■ **Your task**
Within the entries that follow, report how many lines contain the word "rest", giving the number by itself.

■ **Listed records**
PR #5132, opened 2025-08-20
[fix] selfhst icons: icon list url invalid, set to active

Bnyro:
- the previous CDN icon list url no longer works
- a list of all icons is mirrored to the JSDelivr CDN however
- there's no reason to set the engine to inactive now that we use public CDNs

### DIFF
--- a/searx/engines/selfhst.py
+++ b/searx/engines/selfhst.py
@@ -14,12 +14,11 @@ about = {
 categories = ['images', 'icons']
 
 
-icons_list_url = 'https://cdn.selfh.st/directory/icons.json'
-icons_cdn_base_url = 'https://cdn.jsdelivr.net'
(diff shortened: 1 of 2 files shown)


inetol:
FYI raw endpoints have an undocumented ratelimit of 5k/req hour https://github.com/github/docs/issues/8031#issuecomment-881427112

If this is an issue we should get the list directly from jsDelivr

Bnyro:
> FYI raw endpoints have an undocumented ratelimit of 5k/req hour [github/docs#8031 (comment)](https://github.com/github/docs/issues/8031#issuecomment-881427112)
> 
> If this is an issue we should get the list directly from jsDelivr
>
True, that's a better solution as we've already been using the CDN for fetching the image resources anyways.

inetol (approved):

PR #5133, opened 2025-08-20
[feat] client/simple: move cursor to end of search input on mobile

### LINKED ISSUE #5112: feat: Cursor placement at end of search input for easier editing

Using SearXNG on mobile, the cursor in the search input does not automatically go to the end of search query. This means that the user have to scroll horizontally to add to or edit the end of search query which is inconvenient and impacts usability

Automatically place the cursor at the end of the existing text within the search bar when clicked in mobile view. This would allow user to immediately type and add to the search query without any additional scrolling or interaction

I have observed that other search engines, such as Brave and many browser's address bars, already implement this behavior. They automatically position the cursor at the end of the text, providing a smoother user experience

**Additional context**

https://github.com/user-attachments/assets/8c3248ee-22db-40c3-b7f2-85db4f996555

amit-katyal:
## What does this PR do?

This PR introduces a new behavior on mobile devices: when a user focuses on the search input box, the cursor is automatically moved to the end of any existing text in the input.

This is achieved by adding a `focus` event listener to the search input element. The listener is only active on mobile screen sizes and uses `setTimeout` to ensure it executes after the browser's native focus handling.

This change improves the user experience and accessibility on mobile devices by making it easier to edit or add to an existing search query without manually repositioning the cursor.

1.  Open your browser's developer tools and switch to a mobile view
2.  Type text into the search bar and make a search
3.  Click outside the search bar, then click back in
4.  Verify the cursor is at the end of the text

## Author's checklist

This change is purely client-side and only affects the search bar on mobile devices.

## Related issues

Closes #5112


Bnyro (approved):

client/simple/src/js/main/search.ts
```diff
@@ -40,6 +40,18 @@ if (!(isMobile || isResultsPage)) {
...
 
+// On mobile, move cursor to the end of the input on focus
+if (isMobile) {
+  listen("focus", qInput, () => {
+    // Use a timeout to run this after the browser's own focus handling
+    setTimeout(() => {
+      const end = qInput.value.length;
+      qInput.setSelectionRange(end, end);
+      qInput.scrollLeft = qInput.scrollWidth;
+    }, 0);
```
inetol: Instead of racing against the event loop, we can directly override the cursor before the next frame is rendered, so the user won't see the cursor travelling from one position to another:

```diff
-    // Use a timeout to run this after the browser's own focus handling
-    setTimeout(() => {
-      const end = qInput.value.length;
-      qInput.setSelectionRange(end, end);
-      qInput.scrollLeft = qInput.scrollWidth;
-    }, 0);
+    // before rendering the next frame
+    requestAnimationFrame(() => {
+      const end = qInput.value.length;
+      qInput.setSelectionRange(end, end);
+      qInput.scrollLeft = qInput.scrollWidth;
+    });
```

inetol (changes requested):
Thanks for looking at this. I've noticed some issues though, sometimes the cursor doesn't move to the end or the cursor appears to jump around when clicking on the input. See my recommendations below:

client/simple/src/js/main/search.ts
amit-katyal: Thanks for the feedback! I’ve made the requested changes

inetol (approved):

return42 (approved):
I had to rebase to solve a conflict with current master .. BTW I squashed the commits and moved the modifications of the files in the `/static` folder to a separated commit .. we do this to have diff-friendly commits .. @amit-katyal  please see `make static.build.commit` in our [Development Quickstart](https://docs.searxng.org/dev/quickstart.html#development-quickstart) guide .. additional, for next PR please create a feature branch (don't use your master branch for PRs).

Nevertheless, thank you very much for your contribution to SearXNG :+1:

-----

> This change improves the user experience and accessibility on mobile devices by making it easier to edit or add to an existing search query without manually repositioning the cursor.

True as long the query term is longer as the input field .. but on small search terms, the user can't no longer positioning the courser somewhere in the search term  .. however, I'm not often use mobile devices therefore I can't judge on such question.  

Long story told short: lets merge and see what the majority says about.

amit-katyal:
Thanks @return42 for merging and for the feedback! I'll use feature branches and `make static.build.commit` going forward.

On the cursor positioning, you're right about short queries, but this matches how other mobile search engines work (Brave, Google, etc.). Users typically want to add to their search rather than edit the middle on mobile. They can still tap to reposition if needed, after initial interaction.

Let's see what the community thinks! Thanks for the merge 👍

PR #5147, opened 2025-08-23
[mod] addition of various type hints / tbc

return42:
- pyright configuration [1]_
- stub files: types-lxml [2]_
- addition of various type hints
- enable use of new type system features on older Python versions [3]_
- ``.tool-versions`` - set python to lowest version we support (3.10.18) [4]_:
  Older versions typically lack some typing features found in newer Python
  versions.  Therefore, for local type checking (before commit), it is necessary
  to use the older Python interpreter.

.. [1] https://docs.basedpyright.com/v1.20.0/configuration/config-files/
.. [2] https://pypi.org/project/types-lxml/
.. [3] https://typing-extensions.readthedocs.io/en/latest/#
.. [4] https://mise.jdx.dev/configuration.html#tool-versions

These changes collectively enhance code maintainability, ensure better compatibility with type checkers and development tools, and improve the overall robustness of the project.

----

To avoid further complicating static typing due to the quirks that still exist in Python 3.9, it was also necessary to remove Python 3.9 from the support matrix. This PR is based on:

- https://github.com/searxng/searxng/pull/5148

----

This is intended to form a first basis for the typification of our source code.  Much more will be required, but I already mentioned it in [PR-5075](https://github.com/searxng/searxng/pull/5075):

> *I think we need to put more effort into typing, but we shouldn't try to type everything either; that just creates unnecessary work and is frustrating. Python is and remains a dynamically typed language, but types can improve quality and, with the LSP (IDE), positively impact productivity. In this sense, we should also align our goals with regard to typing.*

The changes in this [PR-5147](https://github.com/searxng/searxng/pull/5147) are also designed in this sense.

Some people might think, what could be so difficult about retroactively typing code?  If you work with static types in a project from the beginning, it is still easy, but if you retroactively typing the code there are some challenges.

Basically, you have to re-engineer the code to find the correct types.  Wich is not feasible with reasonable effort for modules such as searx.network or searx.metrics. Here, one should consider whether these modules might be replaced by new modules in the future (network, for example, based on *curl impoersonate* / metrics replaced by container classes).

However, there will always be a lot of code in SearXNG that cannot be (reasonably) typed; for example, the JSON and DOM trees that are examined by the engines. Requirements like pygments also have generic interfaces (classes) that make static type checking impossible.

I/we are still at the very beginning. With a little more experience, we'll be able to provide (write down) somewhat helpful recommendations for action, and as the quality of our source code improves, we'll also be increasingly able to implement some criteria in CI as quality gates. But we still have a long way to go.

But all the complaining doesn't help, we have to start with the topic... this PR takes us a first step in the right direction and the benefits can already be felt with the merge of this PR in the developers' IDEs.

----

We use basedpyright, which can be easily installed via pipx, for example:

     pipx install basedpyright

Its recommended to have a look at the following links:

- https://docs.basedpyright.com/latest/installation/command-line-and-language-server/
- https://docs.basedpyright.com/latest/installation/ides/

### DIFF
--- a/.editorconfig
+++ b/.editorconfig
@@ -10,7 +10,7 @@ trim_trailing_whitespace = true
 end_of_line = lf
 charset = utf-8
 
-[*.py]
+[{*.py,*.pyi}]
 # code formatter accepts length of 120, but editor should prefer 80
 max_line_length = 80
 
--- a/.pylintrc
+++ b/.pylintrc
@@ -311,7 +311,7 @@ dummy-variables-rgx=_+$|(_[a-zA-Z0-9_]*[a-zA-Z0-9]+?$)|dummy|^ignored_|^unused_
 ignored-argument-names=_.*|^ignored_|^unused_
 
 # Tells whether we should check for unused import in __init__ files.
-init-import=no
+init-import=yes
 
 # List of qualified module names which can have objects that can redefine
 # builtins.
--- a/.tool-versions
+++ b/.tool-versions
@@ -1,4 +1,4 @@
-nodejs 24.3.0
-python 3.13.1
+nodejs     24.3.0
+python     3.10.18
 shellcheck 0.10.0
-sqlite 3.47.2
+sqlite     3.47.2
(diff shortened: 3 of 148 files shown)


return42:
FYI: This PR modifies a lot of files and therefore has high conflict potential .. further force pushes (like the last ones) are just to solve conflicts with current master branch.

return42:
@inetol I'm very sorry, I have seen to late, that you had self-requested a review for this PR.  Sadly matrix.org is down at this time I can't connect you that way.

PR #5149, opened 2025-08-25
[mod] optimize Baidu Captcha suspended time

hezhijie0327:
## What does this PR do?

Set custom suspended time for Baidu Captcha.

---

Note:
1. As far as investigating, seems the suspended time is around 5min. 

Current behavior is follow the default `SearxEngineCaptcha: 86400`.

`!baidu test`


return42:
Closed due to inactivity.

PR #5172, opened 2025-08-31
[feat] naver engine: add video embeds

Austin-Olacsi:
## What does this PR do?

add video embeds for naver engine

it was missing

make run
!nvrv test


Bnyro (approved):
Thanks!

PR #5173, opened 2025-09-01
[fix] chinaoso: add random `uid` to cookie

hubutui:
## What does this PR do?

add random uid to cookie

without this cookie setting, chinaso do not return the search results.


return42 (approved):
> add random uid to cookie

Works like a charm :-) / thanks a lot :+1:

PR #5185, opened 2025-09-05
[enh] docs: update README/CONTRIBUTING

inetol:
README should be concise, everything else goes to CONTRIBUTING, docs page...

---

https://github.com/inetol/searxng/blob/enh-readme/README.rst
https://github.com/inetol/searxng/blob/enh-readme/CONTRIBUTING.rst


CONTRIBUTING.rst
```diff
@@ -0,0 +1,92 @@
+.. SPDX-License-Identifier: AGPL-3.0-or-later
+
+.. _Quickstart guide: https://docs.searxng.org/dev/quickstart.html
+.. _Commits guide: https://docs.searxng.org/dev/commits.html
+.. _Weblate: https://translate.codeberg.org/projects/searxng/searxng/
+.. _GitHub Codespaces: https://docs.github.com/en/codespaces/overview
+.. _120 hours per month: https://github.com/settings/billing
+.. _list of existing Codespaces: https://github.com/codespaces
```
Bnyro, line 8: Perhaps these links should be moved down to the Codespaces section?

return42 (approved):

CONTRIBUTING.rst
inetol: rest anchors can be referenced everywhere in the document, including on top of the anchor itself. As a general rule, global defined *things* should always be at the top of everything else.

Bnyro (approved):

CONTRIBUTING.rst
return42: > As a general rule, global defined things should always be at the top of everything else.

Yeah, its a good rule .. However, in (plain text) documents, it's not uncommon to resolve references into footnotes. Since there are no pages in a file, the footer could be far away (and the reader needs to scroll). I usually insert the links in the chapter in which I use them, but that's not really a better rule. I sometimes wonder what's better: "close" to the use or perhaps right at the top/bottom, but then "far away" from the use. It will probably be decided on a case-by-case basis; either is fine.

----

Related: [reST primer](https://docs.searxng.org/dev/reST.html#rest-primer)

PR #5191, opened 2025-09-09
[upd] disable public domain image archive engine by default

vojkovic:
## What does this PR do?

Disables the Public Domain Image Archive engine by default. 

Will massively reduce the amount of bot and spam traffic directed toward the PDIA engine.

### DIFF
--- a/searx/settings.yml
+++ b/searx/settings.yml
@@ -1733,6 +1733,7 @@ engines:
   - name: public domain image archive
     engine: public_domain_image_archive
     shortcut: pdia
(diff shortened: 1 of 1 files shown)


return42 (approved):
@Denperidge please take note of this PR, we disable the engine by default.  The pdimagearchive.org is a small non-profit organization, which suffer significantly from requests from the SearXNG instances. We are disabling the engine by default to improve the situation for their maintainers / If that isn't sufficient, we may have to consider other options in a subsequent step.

■ **Result**
2